- Self hosted wannabe Google Photos clone, with a slight focus on cool graphs
- Django backend & React frontend.
- In development.
Currently the project is in very early stages (e.g. default username/password, server hostname/ip for backend is baked into the frontend code), so run it only for the sake of checking it out.
- Label some faces manualy, and train a face classifier to label the rest.
- View photos by people in them.
- Automatically generate "event" albums with nice titles, like "Thursday in Berlin"
- See photos on the map
- Backend caching
- Favorite event (auto generated) albums
- View photos grouped by date
- Optimized frontend (Infinite scrolling/dynamic loading)
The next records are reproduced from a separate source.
PR #286, opened 2024-10-24
[react] Fix scoping issue with sx dynamic value transform

brijeshb42:
For this sample component -

```js
function App(props) {
  return (
    <SliderRail
      {...props}
      sx={[
        props.variant === 'secondary'
          ? { color: props.isRed ? 'red' : 'blue' }
          : { backgroundColor: 'blue', color: 'white' },
      ]}
    />
  );
}
```

In the current sx transform, we were transforming the dynamic part to an arrow function with the same arguments that it was using internally and then later in the `sx.ts` based wyw transform, we were just replacing the arrow function with just its body (to be same as user code). This was being done to play well with wyw were it throws an error if it tries to evaluate an object that references local variables.

Current transform -

```js
sx={[
  props.variant === 'secondary'
    ? { color: (props) => props.isRed ? 'red' : 'blue' }
    : { backgroundColor: 'blue', color: 'white' },
]}
```

This did not play well with minifiers where the variables in transformed function would be renamed like -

- Detect objects in photos, and make them searchable by objects
- Search photos by the location
- Authentication
-
Short term:
- Create custom albums
-
Longer term, i.e. haven't thought much about them
- Share photos/albums
- Basic photo editing, like rotation
- Tag undetected face
- Add cool graphs
-
Finally:
- dockerize
- Face detection: face_recognition
- Face classification/clusterization: scikit-learn
- Object detection: densecap
Tested on Ubuntu 16.04 and macOS Sierra.
Make sure you have Python version >= 3.5.
Install Boost.
For Ubuntu
sudo apt-get install libboost-all-dev
For macOS
brew install boost-python --with-python3 --without-python
Create and activate a python virtual environment
sudo apt install python-pip
pip install virtualenv
cd && mkdir venvs
virtualenv -p /usr/bin/python3 ~/venvs/ownphotos
source ~/venvs/ownphotos/bin/activate
Install dlib and its Python binding (make sure you're within the above virtual environment)
git clone https://github.com/davisking/dlib.git
cd dlib
mkdir build; cd build; cmake .. -DDLIB_USE_CUDA=0 -DUSE_AVX_INSTRUCTIONS=1;
cmake --build .
cd ..
python3 setup.py install --yes USE_AVX_INSTRUCTIONS --no DLIB_USE_CUDA
Clone the repo and install requirements
cd
git clone https://github.com/hooram/ownphotos-backend.git
cd ownphotos-backend
pip install -r requirements.txt
Setup PostgreSQL database:
Just use docker
docker run --name ownphotos-db -e POSTGRES_PASSWORD=q1W@e3R$ -e POSTGRES_DB=ownphotos -d postgres
Check the ip of the postgresql docker container by
docker inspect ownphotos-db | grep IPAddress
Should be something like 172.17.0.#. Open ownphotos/settings.py
and change the db host to that ip in the DATABASE
dictionary. Should be around line 100 or so.
Setup memcached:
Also just use docker
sudo docker run --name ownphotos-memcached -d memcached
Check the ip of the memcached docker container by
docker inspect ownphotos-memcached | grep IPAddress
Again, should be something like 172.17.0.#. Open ownphotos/settings.py
and change the hostname in the CACHES
dictionary. Should be around line 120 or so.
Create db and add admin user with username admin
and password q1W@e3R$
python manage.py migrate
python manage.py migrate --run-syncdb
python manage.py createsuperuser # will prompt for username and password. use admin/password
Edit config.py
file to add directories where your photos live (ignores subfolders).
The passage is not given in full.